Question

If $y = \tan^{ - 1}\left[ {\dfrac{{\sin x + \cos x}}{{\cos x - \sin x}}} \right]$. Then what is the value of $\dfrac{{dy}}{{dx}}$?
A. 0
B. $\dfrac{\pi }{4}$
C. 1
D. $\dfrac{1}{2}$

Answer 1

Hint: Simplify the given trigonometric equation by multiplying the numerator and denominator by $\cos x$. Convert the equation in terms of a trigonometric function tan. Then use the property of inverse trigonometric function.
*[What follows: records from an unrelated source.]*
PR #8, opened 2019-06-09
Basic Car Controller

wbeltran777:
Touched it up more than last time, feels pretty good! 

Revised my style cop comments. Ignored the "this." and the headers for each field as we discussed we'd be ignoring those.


wbeltran777:
[Car movement](https://trello.com/c/RueB2zj1/14-car-movement)

m4rtint:
You should merge the develop branch into your branch.

and fix conflicts

Assets/Script/CameraFollower.cs
```diff
@@ -0,0 +1,28 @@
...
+
+/// <summary>
+/// Allows Main Camera to follow car as the player drives around. 
+/// </summary>
+public class CameraFollower : MonoBehaviour
+{
+    /// <summary>
+    /// Target the camera must follow. Player in this case
+    /// </summary>
+    [SerializeField] private Transform target;
```
m4rtint: change this to m_target

Assets/Script/CarController.cs
```diff
@@ -0,0 +1,91 @@
...
+        m_currentTorqueForce = 0;
+        m_rigidbody2D = GetComponent<Rigidbody2D>();
+    }
+
+
+    /// <summary>
+    /// Check for inputs from InputManager. 
+    /// Modify car acceleration accordingly. 
+    /// </summary>
+    void Update()
```
m4rtint: FixedUpdate()

Assets/Script/CameraFollower.cs
```diff
@@ -0,0 +1,27 @@
...
+{
+    /// <summary>
+    /// Target the camera must follow. Player in this case
+    /// </summary>
+    [SerializeField] private Transform m_target;
+
+    /// <summary>
+    /// Adjust position of camera to always be on the players transform coordiantes
+    /// </summary>
+    private void Update()
```
mikeslgoh: Didn't we say we should be using FixedUpdate?

Gursaanj: If the CarController is using FixedUpdate() too I don't think there should be any reason that the Camera should be doing it too. 
But then again not sure it will make too much of a difference. Changing to FixedUpdate() would just be for more consistency I guess

PR #9, opened 2019-06-12
Feature/splitscreen

mikeslgoh:
Created the code for splitscreen. The SplitScreenManager needs to be passed how many players are playing and it'll split the screen according. 

Would like some feedback on my approach and whether there are things I should be aware of/change

NOTE: Will styleCop as soon as I am able to


mikeslgoh:
[SplitScreen](https://trello.com/c/3E3SG5MU/25-splitscreen)

Assets/Script/ParkingIndicator.cs
```diff
@@ -63,4 +63,9 @@ private void CalculateIndicatorRotation(Vector2 dir)
         float angle = Mathf.Atan2(dir.y, dir.x) * Mathf.Rad2Deg;
         transform.rotation = Quaternion.AngleAxis(angle, Vector3.forward);
     }
+
```
m4rtint: This would become a property I assume

Assets/Script/ScreenAttributes.cs
```diff
@@ -0,0 +1,13 @@
+﻿using System.Collections;
+using System.Collections.Generic;
+using UnityEngine;
+using System;
+
+[Serializable]
+public class ScreenAttributes
```
m4rtint: How come this is Serializable? 

And would a struct be better in this case?

Assets/Script/SplitScreenManager.cs
```diff
@@ -0,0 +1,101 @@
...
+        newPlayer.name = "Player" + (playerNum+1);
+
+        GameObject car = Instantiate(m_carTemplate);
+        setupPlayerCamera(car, newPlayer, playerNum);
+
+        car.transform.parent = newPlayer.transform;
+        car.transform.localPosition = new Vector3(0, 0, 0);
+        car.transform.localRotation = m_spawnPoints[playerNum].rotation;
+
+        GameObject indicator = Instantiate(m_indicatorTemplate);
```
m4rtint: I think the indicator could be attached to the car prefab
So this manager shouldn't have to handle all this stuff.

And also maybe the car should have its own class to handle its own setup. Just hand it the spawn point and let it do everything else.

Assets/Script/SplitScreenManager.cs
```diff
@@ -0,0 +1,101 @@
...
+        foreach (Transform child in spawnPointContainer.transform)
+        {
+            m_spawnPoints.Add(child);
+        }
+
+        m_screenAttrFile = Path.Combine(Application.streamingAssetsPath, m_screenAttrFile);
+
+        if (m_numOfPlayers > 4 || m_numOfPlayers < 1)
+        {
+            Debug.LogError("Number of players not between 1 and 4");
```
m4rtint: Check Unity to see if there is some assert function that doesn't allow running the game unless it's between 1 and 4

Assets/Script/SplitScreenManager.cs
```diff
@@ -0,0 +1,101 @@
...
+
+        string dataAsJson = File.ReadAllText(m_screenAttrFile);
+        NumberOfPlayers configNumPlayers = JsonUtility.FromJson<NumberOfPlayers>(dataAsJson);
+
+      if (m_numOfPlayers == 3 || m_numOfPlayers == 4)
+        {
+            GameObject playerCamera = setupCamera(car);
+            ScreenAttributes screen = configNumPlayers.fourPlayer[playerNum];
+            playerCamera.GetComponent<Camera>().rect = new Rect(screen.x, screen.y, screen.width, screen.height);
+            playerCamera.transform.parent = newPlayer.transform;
```
m4rtint: So is the camera pegged to the car?

Assets/StreamingAssets/screenAttributes.json
```diff
@@ -0,0 +1,41 @@
+{
+  "twoPlayer": [
+  {
+      "width": 1,
+      "height": 0.5,
+      "x": 0,
+      "y": 0.5
```
m4rtint: Are 2 players top and bottom screen?  or is this side by side?

Assets/Script/SplitScreenManager.cs
Gursaanj: Yeah that idea feels a lot cleaner

Assets/Script/SplitScreenManager.cs
Gursaanj: https://docs.unity3d.com/ScriptReference/Assertions.Assert.html

Like this?

Assets/StreamingAssets/screenAttributes.json
Gursaanj: I feel that if it is two players, it should be side by side rather that top and bottom.

Assets/Script/CameraFollower.cs
```diff
@@ -17,11 +17,23 @@ public class CameraFollower : MonoBehaviour
     /// </summary>
     [SerializeField] private Transform m_target;
 
+    [SerializeField] private float m_distance;
+
     /// <summary>
     /// Adjust position of camera to always be on the players transform coordiantes
     /// </summary>
     private void Update()
```
Gursaanj: I know this isnt the final version, and if everyone accepts Martins WolrdManager class we dont have to worry about updates, but I guess this should FixedUpdate() too

Assets/Script/ParkingIndicator.cs
mikeslgoh: do you mean the angle variable?

Assets/Script/ScreenAttributes.cs
mikeslgoh: Yeah was searching stuff up on Google and forgot C# can do structs. Will make that change and test

Assets/Script/SplitScreenManager.cs
mikeslgoh: So the camera is under a Player parent object and is then linked to the car

Assets/StreamingAssets/screenAttributes.json
mikeslgoh: Yeah I didn't know what would work better

Assets/Script/ParkingIndicator.cs
m4rtint: Sorry i dind't click on the correct line, 
setTarget() method.

Assets/Script/SplitScreenManager.cs
m4rtint: yeah like that

Assets/Script/SplitScreenManager.cs
```diff
@@ -0,0 +1,101 @@
...
+        indicator.GetComponent<ParkingIndicator>().setTarget(m_initialTarget.transform);
+        indicator.transform.parent = car.transform;
+        indicator.transform.localPosition = new Vector3(0, 0, 0);
+    }
+
+    private void setupPlayerCamera(GameObject car, GameObject newPlayer, int playerNum)
+    {
+
+        string dataAsJson = File.ReadAllText(m_screenAttrFile);
+        NumberOfPlayers configNumPlayers = JsonUtility.FromJson<NumberOfPlayers>(dataAsJson);
```
Gursaanj: Not really a comment, just a question 

How does this work? Have never really imported files to be read by Unity before

Assets/Script/ParkingIndicator.cs
mikeslgoh: Yeah I can make that change

Assets/Script/CameraFollower.cs
mikeslgoh: Yeah haha. This wasn't my script but I'll make the change

Assets/Script/SplitScreenManager.cs
mikeslgoh: Basically, the information is read from a JSON file I stored in StreamingAssets and is then matched to the class NumberOfPlayers. This would work even when we do a build of the project

Assets/StreamingAssets/screenAttributes.json
m4rtint: Do side by side, top and bottom u see too much. Depends on the map really. but i rather stick with side by side if we want to stick with landscape maps

Assets/Script/SplitScreenManager.cs
m4rtint: If it's linked to the car, would is still need the camera follower?

Assets/Script/ScreenAttributes.cs
mikeslgoh: So turns out this does not be serializable or else when I read it from the JSON file, it's not able to create it but I have changed this to a struct

Assets/Script/SplitScreenManager.cs
mikeslgoh: The camera follower makes the camera stable and not rotate around the car. If you try opening my splitscreen and playing with a car, you can see for yourself as well.

m4rtint: oh that makes sense. okay sure thing.

Assets/Script/CarController.cs
```diff
@@ -40,6 +40,16 @@ private void Awake()
         m_rigidbody2D = GetComponent<Rigidbody2D>();
     }
 
+    public static GameObject createCar(Transform spawnPoint, Transform target, GameObject carTemplate)
```
m4rtint: this shouldn't be static anymore. 

set the localPosition here. Vector3.zero works

Assets/Script/CarController.cs
```diff
@@ -40,6 +40,16 @@ private void Awake()
...
+    {
+        GameObject car = Instantiate(carTemplate);
+        car.transform.localRotation = spawnPoint.rotation;
+        GameObject indicator = car.transform.Find("ParkingIndicator").gameObject;
```
m4rtint: I think the Car Controller should have access to the indicator
[SerializedField] ParkingIndicator indicator

The indicator should be part of the car prefab.

m4rtint: FYI - the Find() method is super bad in general. 

Its run time is O(n), it goes through the whole list trying to find your string.

Assets/Script/SplitScreenManager.cs
```diff
@@ -0,0 +1,99 @@
...
+        {
+            createPlayer(i);
+        }
+    }
+
+    private void createPlayer(int playerNum)
+    {
+        GameObject newPlayer = new GameObject();
+        newPlayer.transform.position = m_spawnPoints[playerNum].position; 
+        newPlayer.name = "Player" + (playerNum+1);
```
m4rtint: Put the string as a readonly on top

Assets/Script/SplitScreenManager.cs
```diff
@@ -0,0 +1,99 @@
...
+
+    private void setupPlayerCamera(GameObject car, GameObject newPlayer, int playerNum)
+    {
+
+        string dataAsJson = File.ReadAllText(m_screenAttrFile);
+        NumberOfPlayers configNumPlayers = JsonUtility.FromJson<NumberOfPlayers>(dataAsJson);
+
+      if (m_numOfPlayers == 3 || m_numOfPlayers == 4)
+        {
+            GameObject playerCamera = setupCamera(car);
```
m4rtint: place this outside the if statement on top. No need to repeat so many times

Assets/Script/SplitScreenManager.cs
```diff
@@ -0,0 +1,99 @@
...
+            ScreenAttributes screen = configNumPlayers.twoPlayer[playerNum];
+            playerCamera.GetComponent<Camera>().rect = new Rect(screen.x, screen.y, screen.width, screen.height);
+            playerCamera.transform.parent = newPlayer.transform;
+        }
+        else
+        {
+            GameObject playerCamera = setupCamera(car);
+            playerCamera.transform.parent = newPlayer.transform;
```
m4rtint: Place this line outside the if statement on the bottom, it's going to be hit no matter what.

Assets/Script/CameraFollower.cs
```diff
@@ -17,11 +17,23 @@ public class CameraFollower : MonoBehaviour
...
     {
-        this.transform.position = new Vector3(m_target.position.x, m_target.position.y, -10f);
+        transform.position = new Vector3(m_target.position.x, m_target.position.y, m_distance);
+    }
+
+    public void setTarget(Transform target)
```
m4rtint: setTarget and setDistance should also be properties

Assets/Script/SplitScreenManager.cs
```diff
@@ -0,0 +1,92 @@
...
+        setupPlayerCamera(playerCar, newPlayer, playerNum);
+    }
+
+    private void setupPlayerCamera(GameObject car, GameObject newPlayer, int playerNum)
+    {
+
+        string dataAsJson = File.ReadAllText(m_screenAttrFile);
+        NumberOfPlayers configNumPlayers = JsonUtility.FromJson<NumberOfPlayers>(dataAsJson);
+        GameObject playerCamera = setupCamera(car);
+
```
m4rtint: You can also do
`ScreenAttributes screen = null`

if (numplayer ==3 || 4)
`screen = configNum.fourPlayer`
else if (numPlayer == 2) {
`screen = configNum.TwoPlayer`
}
```
if (screen != null){
playerCamera.GetComponent<Camera>().rect = new Rect(screen stuff);
}
```

mikeslgoh: ah that works too

mikeslgoh: For some reason, I can't declare my ScreenAttributes struct null so i'm not sure whether i should use a bool flag instead?

m4rtint: You can leave it then, if it doesn't work that way. 

There is also the option to make it a null object, but that's too much just for a tiny bit of efficiency.

m4rtint: ScreenAttributes? screen = null; 
declare it like that. not too bad, didn't know C# can do this

mikeslgoh: yeah I just tried and it complains about accessing the screen variables

Assets/Script/CameraFollower.cs
```diff
@@ -16,12 +16,46 @@ public class CameraFollower : MonoBehaviour
...
```
m4rtint: Oh you can remove this stuff since you put in the properties

mikeslgoh: I'm setting the properties but I need the transform.position to make sure the camera actually follows the player's movements. I tried removing it and it doesn't work without it

m4rtint: do you do like CameraFollower.Target = whateverTarget? 

the property should handle it.

mikeslgoh: That sets the target but I need onUpdate to update the camera position to move when the car moves because my splitscreen manager does not have an OnUpdate.

m4rtint: I'm only talking about 
public void setTarget(Transform target) method
public void setDistance(float dist)

mikeslgoh: oh my bad sorry. The main update function was in focus so I thought it was referring to that. Will remove the other set functions.

Assets/Script/Managers/WorldManager.cs
```diff
@@ -58,6 +71,57 @@ private void Awake()
     /// </summary>
     private void FixedUpdate()
     {
+        if (readyToPlay && !gameCreated)
+        {
+            SplitScreenSetup();
```
m4rtint: Why not put this in Start()?

Assets/Script/Managers/WorldManager.cs
```diff
@@ -28,6 +29,18 @@ public class WorldManager : MonoBehaviour
     /// </summary>s
     public static event WorldDelegate OnFixedUpdate;
 
+    private readonly string namePrefix = "Player";
+    private List<Transform> m_spawnPoints = new List<Transform>();
+    [SerializeField] private SplitScreenManager m_splitScreenManager;
+    [SerializeField] private int m_numOfPlayers;
+    [SerializeField] private GameObject m_carTemplate;
+    [SerializeField] private Transform m_initialTarget;
+    [SerializeField] private GameObject m_spawnPointContainer;
```
m4rtint: I'm assuming this is for the cars? Can you rename is to carSpawnPoint(s)?

Assets/Script/Managers/WorldManager.cs
mikeslgoh: Yeah didn't think of creating a start. Will move it

Assets/Script/Managers/WorldManager.cs
```diff
@@ -53,11 +66,66 @@ private void Awake()
         DontDestroyOnLoad(gameObject);
     }
 
+    private void Start()
+    {
+        if (readyToPlay && !gameCreated)
```
m4rtint: you shouldn't need readyToPlay and gameCreated boolean anymore

Assets/Script/Managers/WorldManager.cs
```diff
@@ -53,11 +66,66 @@ private void Awake()
...
+        GameObject playerCar = CreateCar(m_carSpawnPoints[playerNum]);
+        playerCar.transform.parent = newPlayer.transform;
+
+        m_splitScreenManager.SetupPlayerCamera(playerCar, newPlayer, playerNum, m_numOfPlayers, m_cameraDistance);
+    }
+
+    private GameObject CreateCar(Transform spawnPoint)
+    {
+        GameObject car = Instantiate(m_carTemplate, spawnPoint);
+        car.transform.GetChild(1).gameObject.GetComponent<ParkingIndicator>().Target = m_initialTarget;
```
m4rtint: Hardcoding the child is bad. 

Pass the m_initialTarget to the CarController to handle. 

And then CarController should handle the Parking Indicator.

Assets/Script/Managers/WorldManager.cs
mikeslgoh: Right ok. I originally set that up when it was in update so that the SplitScreenManager won't be called everytime

m4rtint: lol yup, i figured

mikeslgoh: We might need a flag in the future once we start having the level selection and so on but that's for a future implementation

m4rtint: I don't think we'll need to make the World Manager at the main menu. 
Since we're using a seperate static class to store all the data. 
So the World Manager should only be in the game scene.

Assets/Script/Managers/SplitScreenManager.cs
```diff
@@ -0,0 +1,54 @@
...
+using UnityEngine;
+
+/// <summary>
+/// Manages the splitscreen setup for the game
+/// </summary>
+public class SplitScreenManager : MonoBehaviour
+{
+    private string m_screenAttrFile = "screenAttributes.json";
+
+    public void SetupPlayerCamera(GameObject car, GameObject newPlayer, int playerNum, int numberOfPlayers, float cameraDistance)
```
wbeltran777: What's the purpose of having a car game object and a newplayer game object? Is the car getting assigned to the new player? Would this function be called for each player then or just once?

Assets/Script/NumberOfPlayers.cs
```diff
@@ -6,5 +6,6 @@
 public class NumberOfPlayers
```
wbeltran777: Would this work as a struct instead, since there's so few fields?

Assets/Script/Managers/SplitScreenManager.cs
mikeslgoh: The new player object is the parent. So this was using the prefab style that you had before with a parent object holding the Car object. This helps me to keep each player's camera under their own Player object as well. Hope that makes sense?

Assets/Script/NumberOfPlayers.cs
mikeslgoh: I did it as a class because the data stored aren't too closely related to one another whereas I usually associated structs to contain data is closely related to one another such as the ScreenAttributes. But not sure, @m4rtint @spicyroboto @Gursaanj thoughts?

m4rtint: I think I read somewhere that structs are short term, classes are long term.

PR #10, opened 2019-06-14
Refactor/delegate

m4rtint:


mikeslgoh:
do we need to StyleCop for Awake?

m4rtint:
> do we need to StyleCop for Awake?

What do you mean?

Assets/Script/CameraFollower.cs
```diff
@@ -17,11 +17,21 @@ public class CameraFollower : MonoBehaviour
     /// </summary>
     [SerializeField] private Transform m_target;
 
+    private void Awake()
```
Gursaanj: Yeah, shouldn't Private void Awake() and Private void OnDestroy()  have the summary Descriptions

/// <summary>
///  Whatever
/// </summary>

m4rtint: It's a private method, it's supposed to be optional if you want to describe it or not  😄

mikeslgoh: perfect that's good to know

Gursaanj: Oh did not know that haha

PR #12, opened 2019-06-15
Feature/states

m4rtint:
MenuManager.cs -> Placeholder stuff
SplitScreen.unity -> Changed and added to the editor scenes settings

Refactored WorldManager
Removed -> screenAttributes.json, Added all the settings through NumberOfPlayers, Style cop wanted the Properties/Fields in Number of properties

StateManager has pause play function


mikeslgoh:
Did you delete the Spawnpoint prefab? Might need to delete it from the scene then if you did.

image

m4rtint:
> Did you delete the Spawnpoint prefab? Might need to delete it from the scene then if you did.
> 
> image

i deleted the prefab, but it's still used in the scene

mikeslgoh:
> > Did you delete the Spawnpoint prefab? Might need to delete it from the scene then if you did.
> > image
> 
> i deleted the prefab, but it's still used in the scene

ah ok. Gotcha. I like the way everything is set up now. Probably I would suggest placing all the managers under a parent MANAGER object. Just to keep everything together and clean?

m4rtint:
Yeah thats fine

Assets/Script/ScreenAttributes.cs
```diff
@@ -11,23 +11,43 @@
 /// </summary>
 public struct ScreenAttributes
 {
+    /// <summary>
+    /// The Distance of camera to the car
+    /// </summary>
+    public static float CameraDistance = -6;
```
mikeslgoh: Should we have a way to play with the CameraDistance through the inspector or is -6 from your findings the best distance for all players?

m4rtint: I have thought about that. But right now you have to stop the build, edit and run. 

So even if it's in the inspector it takes that many steps. No different from changing it through code. Which is why I left it in here. There is a chance that we need different distance depending on player size

m4rtint: This is more of a.. It is what it is kind of answer. Not like the best or worst way

mikeslgoh: Yeah I was thinking that the camera distance might vary depending on the number of players but we'll keep that in mind when playtesting.

m4rtint: Assets/Script/CameraFollower.cs

I made the m_distance [serialized] so that you can change it on run time.

m4rtint:
[WorldManager](https://trello.com/c/V1gbYaOG/31-worldmanager)

m4rtint:
[State Manager](https://trello.com/c/nTbuKU7G/35-state-manager)

Assets/MenuManager.cs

In the end, differentiate the equation with respect to $x$ and get the required answer.

Formula Used:
$\dfrac{{\sin A}}{{\cos A}} = \tan A$
$\tan\left( {A + B} \right) = \dfrac{{\tan A + \tan B}}{{1 - \tan A \tan B}}$

Complete step by step solution:
The given trigonometric equation is $y = \tan^{ - 1}\left[ {\dfrac{{\sin x + \cos x}}{{\cos x - \sin x}}} \right]$.
Let’s simplify the above equation.
Divide the numerator and denominator on the right-hand side by $\cos x$.
$y = \tan^{ - 1}\left[ {\dfrac{{\dfrac{{\sin x + \cos x}}{{\cos x}}}}{{\dfrac{{\cos x - \sin x}}{{\cos x}}}}} \right]$
$ \Rightarrow y = \tan^{ - 1}\left[ {\dfrac{{\tan x + 1}}{{1 - \tan x}}} \right]$ [Since $\dfrac{{sin A}}{{cos A}} = tan A$]
$ \Rightarrow y = \tan^{ - 1}\left[ {\dfrac{{1 + \tan x}}{{1 - \tan x}}} \right]$
$ \Rightarrow y = \tan^{ - 1}\left[ {\dfrac{{\tan\left( {\dfrac{\pi }{4}} \right) + \tan x}}{{1 - \tan\left( {\dfrac{\pi }{4}} \right)\tan x}}} \right]$ [Since $\tan\left( {\dfrac{\pi }{4}} \right) = 1$]
Now apply the trigonometric identity $\tan\left( {A + B} \right) = \dfrac{{\tan A + \tan B}}{{1 - \tan A \tan B}}$.
We get,
$y = \tan^{ - 1}\left[ {\tan\left( {\dfrac{\pi }{4} + x} \right)} \right]$
Apply the inverse trigonometry rule $\tan^{ - 1}\left( {\tan A} \right) = A$.
$y = \dfrac{\pi }{4} + x$

Differentiate the above equation with respect to $x$.
$\dfrac{{dy}}{{dx}} = \dfrac{d}{{dx}}\left( {\dfrac{\pi }{4} + x} \right)$
$ \Rightarrow \dfrac{{dy}}{{dx}} = \left( {0 + 1} \right)$ [Since the derivative of constant term is zero.]
$ \Rightarrow \dfrac{{dy}}{{dx}} = 1$

Option ‘C’ is correct

Note: Remember the formula of $\tan\left( {A + B} \right)$ is $\tan\left( {A + B} \right) = \dfrac{{\tan A + \tan B}}{{1 - \tan A \tan B}}$. The chain rule of differentiation can also be used to resolve the problem which makes it easier to examine the behavior of function step by step.